Haha, obviously I'm not saying that 2015-16 team was "terrible." (Hi there, I'm Sam Ray Not, and you are?) My point was two-fold:
1. Great as they were, "Greatest Team Ever Assembled" is a fairly massive overstatement — especially given that the team they rolled out the next season was much better, both by regular season net rating and (much more importantly) by playoff indomitability. "73 wins" looks GOATish on the surface, but it glosses over the fact that (1) they were a 66-win Pythag team for whom everything went right, including great luck in coin-flip games and perfect health; and (2) they were a system team as much as an assemblage of historically great talent, whom the league was beginning to figure out and gameplan for by the time the playoffs rolled around. In the WCF, they were dominated for long stretches by OKC, outscored overall, and would have been bounced in six games (down 7 in OKC with a few minutes left) had Klay and Steph not hit a succession of ridiculous late threes. And while injuries are never an excuse (the Ws benefited from the Kyrie and Love injuries the season before, after all) it's just a fact that in the Finals Bogut was out, Draymond was suspended for a game, Iguodala and Ezeli were physically broken, Steph was not anywhere near 100% recovered from his MCL strain, and Andy Varejão was playing in critical moments. I think Skip Bayless, who of course is full of sh*t in most respects, nailed it when he asked, "in retrospect, was that series even an upset?"
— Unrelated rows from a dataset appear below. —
PR #11584, opened 2023-03-07
Feature: Introduce NavigationViewItemButtonStyle to Settings dialog

onein528:
### Description

Introducing new NavView style to Settings pages. (In another PR, to Properties pages)

### Motivation and Context

Basing on a new concept style of NavigationView, I am going to make them real.

### Details of changes

- Add NavigationViewButtonStyle
- Refactor SettingsDialog
- Add missing namespace 'Views' in 'Files.App.Settings'

### Validation

- [x] Built and ran the app
- [x] Tested the changes for accessibility

#### Main style

image

#### Collapsed style

image

PR #11672, opened 2023-03-11
Feature: Introduce the new NavigationViewItem style to Properties window

0x5bfa:
### Description

Part of the renovation.

### Motivation and Context

- #11584

### Tasks

- [x] Change style
- [x] Change style to be able to display two different icon corresponding states
- [x] Collapse pane on smaller windows
- [x] Make default window size wider

### Validation

- [x] Built and ran the app

### Screenshots

Default mode
image

Compact mode
image


onein528:
> Change style to be able to display two different icon corresponding states

I can do this primitively(I can do fast) like this:
```xaml
<StackPanel Orientation="Horizontal">
    <Grid>
        <OpacityIcon Visibility="{x:Bind IsSelected, Converter...}" /> <!--  Unselected  -->
        <OpacityIcon Visibility="{x:Bind IsSelected}" /> <!--  Selected  -->
    </Grid>

    <TextBlock Text="{x:Bind Name}" />
</StackPanel>
```

But Idk, maybe still adding VisualState is more better (have to add codes a lot, though).

yaira2:
VisualStates are better and less xaml overall.

src/Files.App/Views/Properties/MainPropertiesPage.xaml
```diff
@@ -33,49 +33,31 @@
...
 			x:Name="MainPropertiesWindowNavigationView"
 			Grid.Row="1"
-			Width="80"
 			IsBackButtonVisible="Collapsed"
 			IsPaneToggleButtonVisible="False"
 			IsSettingsVisible="False"
 			IsTitleBarAutoPaddingEnabled="False"
 			MenuItemsSource="{x:Bind NavViewItems, Mode=TwoWay}"
-			OpenPaneLength="88"
+			OpenPaneLength="200"
```
yaira2, line 60: Is this what we used in settings?

onein528: 260 in settings. should be the same?

yaira2: We can try with 200 👍

0x5bfa:
Do you @yair100 me try that in here PR?

yaira2:
I already implemented it in propeties but it's missing the new styles

src/Files.App/Views/Properties/MainPropertiesPage.xaml
```diff
@@ -37,127 +38,104 @@
...
 
 								<!--  Icon  -->
 								<Viewbox
-									Width="24"
-									Height="24"
+									Width="16"
+									Height="16"
 									VerticalAlignment="Center">
-									<usercontrols:OpacityIcon IsSelected="{x:Bind IsSelected, Mode=OneWay}" Style="{x:Bind OpacityIconStyle, Mode=OneWay}" />
+									<uc:OpacityIcon IsSelected="{x:Bind IsSelected, Mode=OneWay}" Style="{x:Bind OpacityIconStyle}" />
```
yaira2, line 79:
```suggestion
									<uc:OpacityIcon IsSelected="{x:Bind IsSelected, Mode=OneWay}" Style="{x:Bind OpacityIconStyle, Mode=OneWay}" />
```

yaira2: We always define mode

onein528: Can you explain why for me? I'd like to understand.

yaira2: It makes the xaml more readable

onein528: I definitely recommend we should not do that in DataTemplate. This cause a warning `WMC1506: OneWay bindings require at least one of their steps to support raising notifications when their value changes`.

yaira2: Template could be an exception for `OneWay` but I believe it's needed for `TwoWay`.

onein528: Yes, if a data have to be needed two way bind, have to add `Mode=TwoWay`. But should not add `Mode=OneWay` in one way binding. (In DataTemplate)

onein528: Default Mode is OneTime in x:Bind. OpacityIconStyle is being set in its class's constructor so I believe it's not needed. But your decision actually whether we should add OneWay for each binds in TwoWay template.

yaira2: I think it's better for readability and forces developers to double check that they set the correct mode.

src/Files.App/Views/Properties/MainPropertiesPage.xaml.cs
```diff
@@ -98,6 +98,20 @@ private async void Page_Loaded(object sender, RoutedEventArgs e)
 			}
 		}
 
+		private void MainPropertiesPage_SizeChanged(object sender, SizeChangedEventArgs e)
+			=> UpdateDialogLayout();
```
yaira2, line 102: Coding convention in Files is to use brackets

src/Files.App/Views/Properties/MainPropertiesPage.xaml.cs
```diff
@@ -388,6 +403,13 @@ public bool IsSelected
 			get => _isSelected;
 			set => SetProperty(ref _isSelected, value);
 		}
+
+		private bool _isCompacted;
+		public bool IsCompacted
```
yaira2, line 408: What is this property for?

src/Files.App/Helpers/FilePropertiesHelpers.cs
```diff
@@ -58,10 +58,7 @@ public static async Task OpenPropertiesWindowAsync(object item, IShellPage assoc
 
 			if (isUniversal)
 			{
-				var frame = new Frame
-				{
-					RequestedTheme = ThemeHelper.RootTheme
-				};
+				var frame = new Frame { RequestedTheme = ThemeHelper.RootTheme };
```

2. (More importantly) much as I generally admire how LeBron carries himself off-court, and am largely persuaded by the statistical case for him being the best basketball player ever: for him to sit in front of a bunch of fawning yes-men and point to that series the moment he became the GOAT comes off (to me) rather pathetically insecure, even allowing for a fair measure of playful trolling. McHale put it well when he noted how disrespectful it was to those who came before (Russell, Kareem, Jordan, e.g.) Even as fans I think we always have to allow a measure of doubt when making those kind of GOAT proclamations between disparate eras. To hear a player casually deprive all the greats of yore the benefit of that doubt in order to bestow the undisputed GOAT title on himself was pretty gross. To my ears anyway. YMMV.
Anyway, carry on. Warriors-Rockets tomorrow, which should be an interesting measuring stick for where the two teams are right now.